**RECORDED INFORMATION:**
PR #2103, opened 2017-03-04
Couple small fixes for old BTTV

EhsanKia:


src/js/chat/handlers.js
```diff
@@ -422,12 +420,6 @@ var privmsg = exports.privmsg = function(channel, data) {
         store.displayNames[data.from] = data.tags['display-name'];
     }
 
-    // filter blacklisted emojis
-    blacklistedEmoji.forEach(function(emoji) {
```
night: why is this removed

voloshink: bttvMessageTokenize already handles the blacklist, no?

EhsanKia: What does this do? There's another blacklist emoji removal inside templates.js:

https://github.com/night/BetterTTV/blob/207cc6dd945eb01e73c47156d1a3035fc58240ca/src/js/chat/templates.js#L211

This catches chat, whispers and replay, so I'm not sure what other edge cases there are that this needs to catch?

night: k.. well then this may be fine.. idc really since v7 will handle this all better by filtering usable ones

PR #2106, opened 2017-03-05
Tab completion and other small fixes

EhsanKia:
Adds tab completion.

Features:
- Supports users and emotes
- works in chat and  conversations
- let's you tab complete in the middle of the line

Missing:
- does not support the suggestion popout yet
- does not support custom ordering (emotes first, reply to mention first, etc)
- does not support @ usernames yet

There's also a few other small fixes in the patch:
- Fix BVL callback
- add check to autotheatremode to avoid extra spam in console
- small regex typo


src/modules/auto_theater_mode/index.js
```diff
@@ -22,7 +22,9 @@ class AutoTheaterModeModule {
             const container = App.__container__;
             const routeName = container.lookup('controller:application').get('currentRouteName');
             if (routeName !== 'channel.index.index' && ['videos', 'vod'].includes(routeName)) return;
-            if (container.lookup('service:persistentPlayer').playerComponent.player.theatre) return;
+
+            const playerComponent = container.lookup('service:persistentPlayer').playerComponent;
```
night: i feel like this is the wrong fix.. why is channel loading on chat.. that should be prevented tbh

src/modules/tab_completion/index.js
```diff
@@ -0,0 +1,109 @@
...
+    }
+
+    load() {
+        this.tabTries = -1;
+        this.suggestions = null;
+        this.textSplit = ['', '', ''];
+        this.userList = new Set();
+
+        // Chat
+        $('body').off('click focus', CHAT_TEXT_AREA).on('click focus', CHAT_TEXT_AREA, this.onFocus);
```
night: every call to `$('body')` is expensive.. store it or chain these..

```
$('body').off().on().off().on()
```

src/modules/tab_completion/index.js
```diff
@@ -0,0 +1,109 @@
...
+        $('body').off('keydown', CHAT_TEXT_AREA).on('keydown', CHAT_TEXT_AREA, e => this.onKeydown(e));
```
night: it's safe to `off` this without the callback because we're using our own jquery, but we shouldn't do this as it means no other module can listen to his event on that textarea

src/modules/tab_completion/index.js
```diff
@@ -0,0 +1,109 @@
...
+        if (e.ctrlKey) return;
+
+        const $inputField = $(e.target);
+        const $suggestions = $(CHAT_SUGGESTIONS);
+        if ($suggestions.length) $suggestions.remove();
+
+        if (keyCode === keyCodes.Tab) {
+            e.preventDefault();
+
+            // First time presssing tab, split before and after the word
```
night: sss

src/modules/tab_completion/index.js
```diff
@@ -0,0 +1,109 @@
...
+
+    resetChannelData() {
+        this.userList = new Set();
+    }
+
+    onFocus() {
+        this.tabTries = -1;
+    }
+
+    onKeydown(e, includeUsers) {
```
night: KeyDown

src/modules/tab_completion/index.js
```diff
@@ -0,0 +1,109 @@
...
+                if (this.tabTries >= this.suggestions.length) this.tabTries = 0;
+                if (this.tabTries < 0) this.tabTries = this.suggestions.length + this.tabTries;
+                $inputField.val(this.textSplit[0] + this.suggestions[this.tabTries] + this.textSplit[2]);
+
+                const cursorPos = this.textSplit[0].length + this.suggestions[this.tabTries].length;
+                $inputField[0].setSelectionRange(cursorPos, cursorPos);
+            }
+        } else if (keyCode === keyCodes.Esc && this.tabTries >= 0) {
+            $inputField.val(this.textSplit.join(''));
+        } else if (keyCode !== keyCodes.Shift) {  // not shift
```
night: nit: double space before comment

src/modules/tab_completion/index.js
```diff
@@ -0,0 +1,109 @@
...
+            this.tabTries = -1;
+        }
+    }
+
+    getSuggestions(prefix, includeUsers = true) {
+        const suggestions = emotes.getEmotes().map(emote => emote.code); // Emotes
+        if (includeUsers === true) suggestions.push(...this.userList);   // Users
```
night: nit spacing before comment

src/modules/auto_theater_mode/index.js
EhsanKia: Honestly, I had this happening when I was browsing around twitch. But you're right, should try to get to the root of the issue.

src/modules/tab_completion/index.js
```diff
@@ -0,0 +1,108 @@
+const $ = require('jquery');
+// const debug = require('../../utils/debug');
+const keyCodes = require('../../utils/keycodes');
+const emotes = require('../emotes');
+// const settings = require('../../settings');
```
night: why are these deps commented out?

EhsanKia: Fixed

PR #2123, opened 2017-03-14
Addition of setting to enable column toggling

ClayBenson94:
This toggle allows users to toggle the visibility of the left and right columns of various twitch.tv pages

When in a stream, the right column is where chat is displayed, so toggling that column hides and shows the chat. On other pages that have a right column, this is where your followed streamers are listed.

The left column is where most settings and navigation links are held (like Games, Channels, BTTV Settings, etc.)

The reason I made this little tweak was I found myself constantly wanting to be able to hide the chat when I moved a stream to a different sized monitor or resized the window. This would make chat take up a little too much space, and I would hide it for more stream real estate. I'm lazy and like to use my keyboard, so why the heck not.

### DIFF
--- a/src/js/features/column-toggle-hotkey.js
+++ b/src/js/features/column-toggle-hotkey.js
@@ -1,0 +1,17 @@
+var debug = require('../helpers/debug');
+
+module.exports = function() {
+    if (!bttv.settings.get('columnToggleHotkey')) return;
+    if (!window.Ember || !window.App) return;
+
+    try {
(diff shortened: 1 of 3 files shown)


night:
We are not accepting new PRs for the old version of BetterTTV. You should release a feature on the v7 branch only. Additionally, we don't use Twitch's Mousetrap for binding to keys. You should use jQuery directly.

ClayBenson94:
Thanks, will do :)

**EXERCISE INSTRUCTIONS:** Every entry must be quoted exactly as it appears above.

**SOLUTION TO THIS TASK:**
PR #2103, opened 2017-03-04
Couple small fixes for old BTTV

EhsanKia:


src/js/chat/handlers.js
```diff
@@ -422,12 +420,6 @@ var privmsg = exports.privmsg = function(channel, data) {
         store.displayNames[data.from] = data.tags['display-name'];
     }
 
-    // filter blacklisted emojis
-    blacklistedEmoji.forEach(function(emoji) {
```
night: why is this removed

voloshink: bttvMessageTokenize already handles the blacklist, no?

EhsanKia: What does this do? There's another blacklist emoji removal inside templates.js:

https://github.com/night/BetterTTV/blob/207cc6dd945eb01e73c47156d1a3035fc58240ca/src/js/chat/templates.js#L211

This catches chat, whispers and replay, so I'm not sure what other edge cases there are that this needs to catch?

night: k.. well then this may be fine.. idc really since v7 will handle this all better by filtering usable ones

PR #2106, opened 2017-03-05
Tab completion and other small fixes

EhsanKia:
Adds tab completion.

Features:
- Supports users and emotes
- works in chat and  conversations
- let's you tab complete in the middle of the line

Missing:
- does not support the suggestion popout yet
- does not support custom ordering (emotes first, reply to mention first, etc)
- does not support @ usernames yet

There's also a few other small fixes in the patch:
- Fix BVL callback
- add check to autotheatremode to avoid extra spam in console
- small regex typo


src/modules/auto_theater_mode/index.js
```diff
@@ -22,7 +22,9 @@ class AutoTheaterModeModule {
             const container = App.__container__;
             const routeName = container.lookup('controller:application').get('currentRouteName');
             if (routeName !== 'channel.index.index' && ['videos', 'vod'].includes(routeName)) return;
-            if (container.lookup('service:persistentPlayer').playerComponent.player.theatre) return;
+
+            const playerComponent = container.lookup('service:persistentPlayer').playerComponent;
```
night: i feel like this is the wrong fix.. why is channel loading on chat.. that should be prevented tbh

src/modules/tab_completion/index.js
```diff
@@ -0,0 +1,109 @@
...
+    }
+
+    load() {
+        this.tabTries = -1;
+        this.suggestions = null;
+        this.textSplit = ['', '', ''];
+        this.userList = new Set();
+
+        // Chat
+        $('body').off('click focus', CHAT_TEXT_AREA).on('click focus', CHAT_TEXT_AREA, this.onFocus);
```
night: every call to `$('body')` is expensive.. store it or chain these..

```
$('body').off().on().off().on()
```

src/modules/tab_completion/index.js
```diff
@@ -0,0 +1,109 @@
...
+        $('body').off('keydown', CHAT_TEXT_AREA).on('keydown', CHAT_TEXT_AREA, e => this.onKeydown(e));
```
night: it's safe to `off` this without the callback because we're using our own jquery, but we shouldn't do this as it means no other module can listen to his event on that textarea

src/modules/tab_completion/index.js
```diff
@@ -0,0 +1,109 @@
...
+        if (e.ctrlKey) return;
+
+        const $inputField = $(e.target);
+        const $suggestions = $(CHAT_SUGGESTIONS);
+        if ($suggestions.length) $suggestions.remove();
+
+        if (keyCode === keyCodes.Tab) {
+            e.preventDefault();
+
+            // First time presssing tab, split before and after the word
```
night: sss

src/modules/tab_completion/index.js
```diff
@@ -0,0 +1,109 @@
...
+
+    resetChannelData() {
+        this.userList = new Set();
+    }
+
+    onFocus() {
+        this.tabTries = -1;
+    }
+
+    onKeydown(e, includeUsers) {
```
night: KeyDown

src/modules/tab_completion/index.js
```diff
@@ -0,0 +1,109 @@
...
+                if (this.tabTries >= this.suggestions.length) this.tabTries = 0;
+                if (this.tabTries < 0) this.tabTries = this.suggestions.length + this.tabTries;
+                $inputField.val(this.textSplit[0] + this.suggestions[this.tabTries] + this.textSplit[2]);
+
+                const cursorPos = this.textSplit[0].length + this.suggestions[this.tabTries].length;
+                $inputField[0].setSelectionRange(cursorPos, cursorPos);
+            }
+        } else if (keyCode === keyCodes.Esc && this.tabTries >= 0) {
+            $inputField.val(this.textSplit.join(''));
+        } else if (keyCode !== keyCodes.Shift) {  // not shift
```
night: nit: double space before comment

src/modules/tab_completion/index.js
```diff
@@ -0,0 +1,109 @@
...
+            this.tabTries = -1;
+        }
+    }
+
+    getSuggestions(prefix, includeUsers = true) {
+        const suggestions = emotes.getEmotes().map(emote => emote.code); // Emotes
+        if (includeUsers === true) suggestions.push(...this.userList);   // Users
```
night: nit spacing before comment

src/modules/auto_theater_mode/index.js
EhsanKia: Honestly, I had this happening when I was browsing around twitch. But you're right, should try to get to the root of the issue.

src/modules/tab_completion/index.js
```diff
@@ -0,0 +1,108 @@
+const $ = require('jquery');
+// const debug = require('../../utils/debug');
+const keyCodes = require('../../utils/keycodes');
+const emotes = require('../emotes');
+// const settings = require('../../settings');
```
night: why are these deps commented out?

EhsanKia: Fixed

PR #2123, opened 2017-03-14
Addition of setting to enable column toggling

ClayBenson94:
This toggle allows users to toggle the visibility of the left and right columns of various twitch.tv pages

When in a stream, the right column is where chat is displayed, so toggling that column hides and shows the chat. On other pages that have a right column, this is where your followed streamers are listed.

The left column is where most settings and navigation links are held (like Games, Channels, BTTV Settings, etc.)

The reason I made this little tweak was I found myself constantly wanting to be able to hide the chat when I moved a stream to a different sized monitor or resized the window. This would make chat take up a little too much space, and I would hide it for more stream real estate. I'm lazy and like to use my keyboard, so why the heck not.

### DIFF
--- a/src/js/features/column-toggle-hotkey.js
+++ b/src/js/features/column-toggle-hotkey.js
@@ -1,0 +1,17 @@
+var debug = require('../helpers/debug');
+
+module.exports = function() {
+    if (!bttv.settings.get('columnToggleHotkey')) return;
+    if (!window.Ember || !window.App) return;
+
+    try {
(diff shortened: 1 of 3 files shown)


night:
We are not accepting new PRs for the old version of BetterTTV. You should release a feature on the v7 branch only. Additionally, we don't use Twitch's Mousetrap for binding to keys. You should use jQuery directly.

ClayBenson94:
Thanks, will do :)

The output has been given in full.